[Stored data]
***

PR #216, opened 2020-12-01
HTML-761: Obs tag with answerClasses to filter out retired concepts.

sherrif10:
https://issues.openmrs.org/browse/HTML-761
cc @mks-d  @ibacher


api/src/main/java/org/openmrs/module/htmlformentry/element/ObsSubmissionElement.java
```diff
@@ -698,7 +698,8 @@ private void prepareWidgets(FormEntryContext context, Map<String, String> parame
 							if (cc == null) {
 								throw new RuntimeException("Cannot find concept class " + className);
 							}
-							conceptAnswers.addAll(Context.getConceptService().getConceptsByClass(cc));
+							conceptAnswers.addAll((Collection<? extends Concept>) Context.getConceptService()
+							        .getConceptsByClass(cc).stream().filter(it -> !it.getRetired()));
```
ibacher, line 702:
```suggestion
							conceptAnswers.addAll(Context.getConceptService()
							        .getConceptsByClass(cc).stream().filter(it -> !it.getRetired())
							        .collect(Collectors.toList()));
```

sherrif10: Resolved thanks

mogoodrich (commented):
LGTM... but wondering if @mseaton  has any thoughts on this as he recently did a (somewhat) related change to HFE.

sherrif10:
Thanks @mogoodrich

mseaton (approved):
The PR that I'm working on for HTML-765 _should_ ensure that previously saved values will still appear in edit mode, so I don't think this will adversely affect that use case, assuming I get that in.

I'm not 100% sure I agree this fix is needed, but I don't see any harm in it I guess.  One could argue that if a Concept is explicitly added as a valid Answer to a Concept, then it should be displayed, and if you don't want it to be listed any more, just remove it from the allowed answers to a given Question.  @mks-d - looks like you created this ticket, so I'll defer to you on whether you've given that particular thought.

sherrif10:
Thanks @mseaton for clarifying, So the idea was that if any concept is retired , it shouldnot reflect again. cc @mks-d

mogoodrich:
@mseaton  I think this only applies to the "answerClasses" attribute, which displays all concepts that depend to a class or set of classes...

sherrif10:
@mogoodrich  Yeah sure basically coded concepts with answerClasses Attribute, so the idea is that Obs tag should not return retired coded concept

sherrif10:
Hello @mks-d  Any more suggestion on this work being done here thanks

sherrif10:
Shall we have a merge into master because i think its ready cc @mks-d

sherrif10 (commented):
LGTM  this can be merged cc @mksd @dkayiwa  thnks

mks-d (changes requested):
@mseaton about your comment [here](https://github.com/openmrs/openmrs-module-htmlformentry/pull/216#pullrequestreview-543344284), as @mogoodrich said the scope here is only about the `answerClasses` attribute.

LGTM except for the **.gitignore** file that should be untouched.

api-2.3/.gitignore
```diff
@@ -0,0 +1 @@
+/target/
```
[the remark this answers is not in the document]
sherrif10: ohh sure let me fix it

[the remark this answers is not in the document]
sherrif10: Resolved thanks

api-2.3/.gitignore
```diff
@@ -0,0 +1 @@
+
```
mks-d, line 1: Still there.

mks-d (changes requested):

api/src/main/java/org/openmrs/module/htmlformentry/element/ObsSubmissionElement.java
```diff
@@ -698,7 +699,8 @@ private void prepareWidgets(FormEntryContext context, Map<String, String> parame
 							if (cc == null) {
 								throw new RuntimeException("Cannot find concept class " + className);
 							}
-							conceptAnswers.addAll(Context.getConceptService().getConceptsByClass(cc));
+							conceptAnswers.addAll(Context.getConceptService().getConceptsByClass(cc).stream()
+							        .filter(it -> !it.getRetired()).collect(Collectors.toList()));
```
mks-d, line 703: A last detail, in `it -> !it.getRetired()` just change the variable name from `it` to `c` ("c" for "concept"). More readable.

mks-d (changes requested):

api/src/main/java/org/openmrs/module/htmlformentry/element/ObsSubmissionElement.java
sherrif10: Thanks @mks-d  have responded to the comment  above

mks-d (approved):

***

Task | In the entries above, restate word for word the lines between the one holding "HTML-761: Obs tag" and the one holding "The PR that", inclusive, and nothing besides.

Answer to this problem |
HTML-761: Obs tag with answerClasses to filter out retired concepts.

sherrif10:
https://issues.openmrs.org/browse/HTML-761
cc @mks-d  @ibacher


api/src/main/java/org/openmrs/module/htmlformentry/element/ObsSubmissionElement.java
```diff
@@ -698,7 +698,8 @@ private void prepareWidgets(FormEntryContext context, Map<String, String> parame
 							if (cc == null) {
 								throw new RuntimeException("Cannot find concept class " + className);
 							}
-							conceptAnswers.addAll(Context.getConceptService().getConceptsByClass(cc));
+							conceptAnswers.addAll((Collection<? extends Concept>) Context.getConceptService()
+							        .getConceptsByClass(cc).stream().filter(it -> !it.getRetired()));
```
ibacher, line 702:
```suggestion
							conceptAnswers.addAll(Context.getConceptService()
							        .getConceptsByClass(cc).stream().filter(it -> !it.getRetired())
							        .collect(Collectors.toList()));
```

sherrif10: Resolved thanks

mogoodrich (commented):
LGTM... but wondering if @mseaton  has any thoughts on this as he recently did a (somewhat) related change to HFE.

sherrif10:
Thanks @mogoodrich

mseaton (approved):
The PR that I'm working on for HTML-765 _should_ ensure that previously saved values will still appear in edit mode, so I don't think this will adversely affect that use case, assuming I get that in.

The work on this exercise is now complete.